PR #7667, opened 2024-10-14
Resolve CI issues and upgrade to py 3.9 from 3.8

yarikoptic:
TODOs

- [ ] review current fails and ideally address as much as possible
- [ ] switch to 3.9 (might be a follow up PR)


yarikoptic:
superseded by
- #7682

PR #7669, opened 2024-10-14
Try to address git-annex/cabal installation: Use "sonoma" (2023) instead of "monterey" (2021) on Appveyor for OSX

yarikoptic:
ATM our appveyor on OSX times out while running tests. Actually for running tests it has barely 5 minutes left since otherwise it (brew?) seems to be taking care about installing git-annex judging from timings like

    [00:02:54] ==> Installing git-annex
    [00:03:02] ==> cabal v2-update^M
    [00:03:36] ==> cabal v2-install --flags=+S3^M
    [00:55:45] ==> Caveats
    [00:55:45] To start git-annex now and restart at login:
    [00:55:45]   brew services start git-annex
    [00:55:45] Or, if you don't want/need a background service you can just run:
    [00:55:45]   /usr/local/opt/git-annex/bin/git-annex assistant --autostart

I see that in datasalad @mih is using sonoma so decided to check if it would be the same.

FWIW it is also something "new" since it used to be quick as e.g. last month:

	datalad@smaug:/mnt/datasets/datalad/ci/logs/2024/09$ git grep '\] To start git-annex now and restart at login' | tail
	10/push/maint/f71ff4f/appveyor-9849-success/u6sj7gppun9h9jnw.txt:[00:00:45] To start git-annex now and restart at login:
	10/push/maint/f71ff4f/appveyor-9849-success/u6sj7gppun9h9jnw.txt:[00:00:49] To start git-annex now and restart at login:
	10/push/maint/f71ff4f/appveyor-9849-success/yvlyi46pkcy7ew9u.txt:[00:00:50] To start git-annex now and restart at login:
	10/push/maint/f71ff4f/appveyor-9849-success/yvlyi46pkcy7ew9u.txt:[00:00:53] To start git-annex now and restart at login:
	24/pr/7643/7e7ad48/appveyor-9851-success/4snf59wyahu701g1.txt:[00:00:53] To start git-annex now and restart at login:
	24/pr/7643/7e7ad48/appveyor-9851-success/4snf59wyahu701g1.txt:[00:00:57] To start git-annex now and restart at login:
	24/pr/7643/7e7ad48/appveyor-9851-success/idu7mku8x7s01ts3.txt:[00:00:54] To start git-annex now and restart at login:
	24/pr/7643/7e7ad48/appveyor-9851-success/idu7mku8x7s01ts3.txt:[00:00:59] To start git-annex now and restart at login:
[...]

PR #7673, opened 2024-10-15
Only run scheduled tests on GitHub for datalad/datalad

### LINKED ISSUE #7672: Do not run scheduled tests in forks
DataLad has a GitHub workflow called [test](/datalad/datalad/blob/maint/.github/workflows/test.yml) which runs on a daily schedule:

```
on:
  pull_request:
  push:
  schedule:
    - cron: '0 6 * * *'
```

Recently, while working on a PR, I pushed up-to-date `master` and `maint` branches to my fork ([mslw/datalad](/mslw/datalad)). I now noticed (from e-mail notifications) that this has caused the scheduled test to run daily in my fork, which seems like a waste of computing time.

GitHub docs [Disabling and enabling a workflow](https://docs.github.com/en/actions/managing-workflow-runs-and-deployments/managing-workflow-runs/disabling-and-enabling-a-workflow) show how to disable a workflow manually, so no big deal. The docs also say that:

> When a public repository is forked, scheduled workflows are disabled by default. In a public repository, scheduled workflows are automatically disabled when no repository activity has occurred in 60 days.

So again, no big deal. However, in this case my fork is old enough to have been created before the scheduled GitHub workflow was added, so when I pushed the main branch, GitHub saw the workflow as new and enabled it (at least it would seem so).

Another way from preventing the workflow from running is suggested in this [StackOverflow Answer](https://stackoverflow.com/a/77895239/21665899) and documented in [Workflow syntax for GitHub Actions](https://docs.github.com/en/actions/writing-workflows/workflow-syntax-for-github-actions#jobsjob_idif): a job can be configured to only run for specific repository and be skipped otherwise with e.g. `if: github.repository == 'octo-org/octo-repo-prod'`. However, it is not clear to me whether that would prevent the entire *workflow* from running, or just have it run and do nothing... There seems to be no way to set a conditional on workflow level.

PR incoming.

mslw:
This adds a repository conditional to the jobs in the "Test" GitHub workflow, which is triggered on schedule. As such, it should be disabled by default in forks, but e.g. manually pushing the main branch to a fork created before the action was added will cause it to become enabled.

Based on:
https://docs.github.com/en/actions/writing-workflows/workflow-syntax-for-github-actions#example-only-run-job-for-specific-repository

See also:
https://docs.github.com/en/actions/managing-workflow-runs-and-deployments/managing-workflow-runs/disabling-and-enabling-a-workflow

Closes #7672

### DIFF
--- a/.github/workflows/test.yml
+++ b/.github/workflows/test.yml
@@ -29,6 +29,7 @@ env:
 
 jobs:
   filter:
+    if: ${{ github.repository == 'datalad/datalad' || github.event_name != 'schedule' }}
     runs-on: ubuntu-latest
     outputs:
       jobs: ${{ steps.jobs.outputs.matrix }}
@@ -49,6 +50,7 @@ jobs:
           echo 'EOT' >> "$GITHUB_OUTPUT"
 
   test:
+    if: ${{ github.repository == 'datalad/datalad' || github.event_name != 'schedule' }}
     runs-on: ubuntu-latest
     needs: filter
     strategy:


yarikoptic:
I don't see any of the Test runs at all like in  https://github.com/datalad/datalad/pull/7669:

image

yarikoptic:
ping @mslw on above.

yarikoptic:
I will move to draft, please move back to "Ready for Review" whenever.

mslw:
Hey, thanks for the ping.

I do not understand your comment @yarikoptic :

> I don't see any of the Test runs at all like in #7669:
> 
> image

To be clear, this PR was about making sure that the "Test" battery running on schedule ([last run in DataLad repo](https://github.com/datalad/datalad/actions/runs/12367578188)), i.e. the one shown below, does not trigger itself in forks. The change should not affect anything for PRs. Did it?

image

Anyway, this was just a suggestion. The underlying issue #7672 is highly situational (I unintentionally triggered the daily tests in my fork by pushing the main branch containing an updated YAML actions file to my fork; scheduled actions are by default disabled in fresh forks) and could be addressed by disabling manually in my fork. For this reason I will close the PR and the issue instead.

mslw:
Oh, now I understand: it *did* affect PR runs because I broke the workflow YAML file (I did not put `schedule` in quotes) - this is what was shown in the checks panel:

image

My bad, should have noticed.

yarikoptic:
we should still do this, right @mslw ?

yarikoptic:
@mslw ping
***
## What you should do
Transcribe all of the material above with complete accuracy.

## Your response
PR #7667, opened 2024-10-14
Resolve CI issues and upgrade to py 3.9 from 3.8

yarikoptic:
TODOs

- [ ] review current fails and ideally address as much as possible
- [ ] switch to 3.9 (might be a follow up PR)


yarikoptic:
superseded by
- #7682

PR #7669, opened 2024-10-14
Try to address git-annex/cabal installation: Use "sonoma" (2023) instead of "monterey" (2021) on Appveyor for OSX

yarikoptic:
ATM our appveyor on OSX times out while running tests. Actually for running tests it has barely 5 minutes left since otherwise it (brew?) seems to be taking care about installing git-annex judging from timings like

    [00:02:54] ==> Installing git-annex
    [00:03:02] ==> cabal v2-update^M
    [00:03:36] ==> cabal v2-install --flags=+S3^M
    [00:55:45] ==> Caveats
    [00:55:45] To start git-annex now and restart at login:
    [00:55:45]   brew services start git-annex
    [00:55:45] Or, if you don't want/need a background service you can just run:
    [00:55:45]   /usr/local/opt/git-annex/bin/git-annex assistant --autostart

I see that in datasalad @mih is using sonoma so decided to check if it would be the same.

FWIW it is also something "new" since it used to be quick as e.g. last month:

	datalad@smaug:/mnt/datasets/datalad/ci/logs/2024/09$ git grep '\] To start git-annex now and restart at login' | tail
	10/push/maint/f71ff4f/appveyor-9849-success/u6sj7gppun9h9jnw.txt:[00:00:45] To start git-annex now and restart at login:
	10/push/maint/f71ff4f/appveyor-9849-success/u6sj7gppun9h9jnw.txt:[00:00:49] To start git-annex now and restart at login:
	10/push/maint/f71ff4f/appveyor-9849-success/yvlyi46pkcy7ew9u.txt:[00:00:50] To start git-annex now and restart at login:
	10/push/maint/f71ff4f/appveyor-9849-success/yvlyi46pkcy7ew9u.txt:[00:00:53] To start git-annex now and restart at login:
	24/pr/7643/7e7ad48/appveyor-9851-success/4snf59wyahu701g1.txt:[00:00:53] To start git-annex now and restart at login:
	24/pr/7643/7e7ad48/appveyor-9851-success/4snf59wyahu701g1.txt:[00:00:57] To start git-annex now and restart at login:
	24/pr/7643/7e7ad48/appveyor-9851-success/idu7mku8x7s01ts3.txt:[00:00:54] To start git-annex now and restart at login:
	24/pr/7643/7e7ad48/appveyor-9851-success/idu7mku8x7s01ts3.txt:[00:00:59] To start git-annex now and restart at login:
[...]

PR #7673, opened 2024-10-15
Only run scheduled tests on GitHub for datalad/datalad

### LINKED ISSUE #7672: Do not run scheduled tests in forks
DataLad has a GitHub workflow called [test](/datalad/datalad/blob/maint/.github/workflows/test.yml) which runs on a daily schedule:

```
on:
  pull_request:
  push:
  schedule:
    - cron: '0 6 * * *'
```

Recently, while working on a PR, I pushed up-to-date `master` and `maint` branches to my fork ([mslw/datalad](/mslw/datalad)). I now noticed (from e-mail notifications) that this has caused the scheduled test to run daily in my fork, which seems like a waste of computing time.

GitHub docs [Disabling and enabling a workflow](https://docs.github.com/en/actions/managing-workflow-runs-and-deployments/managing-workflow-runs/disabling-and-enabling-a-workflow) show how to disable a workflow manually, so no big deal. The docs also say that:

> When a public repository is forked, scheduled workflows are disabled by default. In a public repository, scheduled workflows are automatically disabled when no repository activity has occurred in 60 days.

So again, no big deal. However, in this case my fork is old enough to have been created before the scheduled GitHub workflow was added, so when I pushed the main branch, GitHub saw the workflow as new and enabled it (at least it would seem so).

Another way from preventing the workflow from running is suggested in this [StackOverflow Answer](https://stackoverflow.com/a/77895239/21665899) and documented in [Workflow syntax for GitHub Actions](https://docs.github.com/en/actions/writing-workflows/workflow-syntax-for-github-actions#jobsjob_idif): a job can be configured to only run for specific repository and be skipped otherwise with e.g. `if: github.repository == 'octo-org/octo-repo-prod'`. However, it is not clear to me whether that would prevent the entire *workflow* from running, or just have it run and do nothing... There seems to be no way to set a conditional on workflow level.

PR incoming.

mslw:
This adds a repository conditional to the jobs in the "Test" GitHub workflow, which is triggered on schedule. As such, it should be disabled by default in forks, but e.g. manually pushing the main branch to a fork created before the action was added will cause it to become enabled.

Based on:
https://docs.github.com/en/actions/writing-workflows/workflow-syntax-for-github-actions#example-only-run-job-for-specific-repository

See also:
https://docs.github.com/en/actions/managing-workflow-runs-and-deployments/managing-workflow-runs/disabling-and-enabling-a-workflow

Closes #7672

### DIFF
--- a/.github/workflows/test.yml
+++ b/.github/workflows/test.yml
@@ -29,6 +29,7 @@ env:
 
 jobs:
   filter:
+    if: ${{ github.repository == 'datalad/datalad' || github.event_name != 'schedule' }}
     runs-on: ubuntu-latest
     outputs:
       jobs: ${{ steps.jobs.outputs.matrix }}
@@ -49,6 +50,7 @@ jobs:
           echo 'EOT' >> "$GITHUB_OUTPUT"
 
   test:
+    if: ${{ github.repository == 'datalad/datalad' || github.event_name != 'schedule' }}
     runs-on: ubuntu-latest
     needs: filter
     strategy:


yarikoptic:
I don't see any of the Test runs at all like in  https://github.com/datalad/datalad/pull/7669:

image

yarikoptic:
ping @mslw on above.

yarikoptic:
I will move to draft, please move back to "Ready for Review" whenever.

mslw:
Hey, thanks for the ping.

I do not understand your comment @yarikoptic :

> I don't see any of the Test runs at all like in #7669:
> 
> image

To be clear, this PR was about making sure that the "Test" battery running on schedule ([last run in DataLad repo](https://github.com/datalad/datalad/actions/runs/12367578188)), i.e. the one shown below, does not trigger itself in forks. The change should not affect anything for PRs. Did it?

image

Anyway, this was just a suggestion. The underlying issue #7672 is highly situational (I unintentionally triggered the daily tests in my fork by pushing the main branch containing an updated YAML actions file to my fork; scheduled actions are by default disabled in fresh forks) and could be addressed by disabling manually in my fork. For this reason I will close the PR and the issue instead.

mslw:
Oh, now I understand: it *did* affect PR runs because I broke the workflow YAML file (I did not put `schedule` in quotes) - this is what was shown in the checks panel:

image

My bad, should have noticed.

yarikoptic:
we should still do this, right @mslw ?

yarikoptic:
@mslw ping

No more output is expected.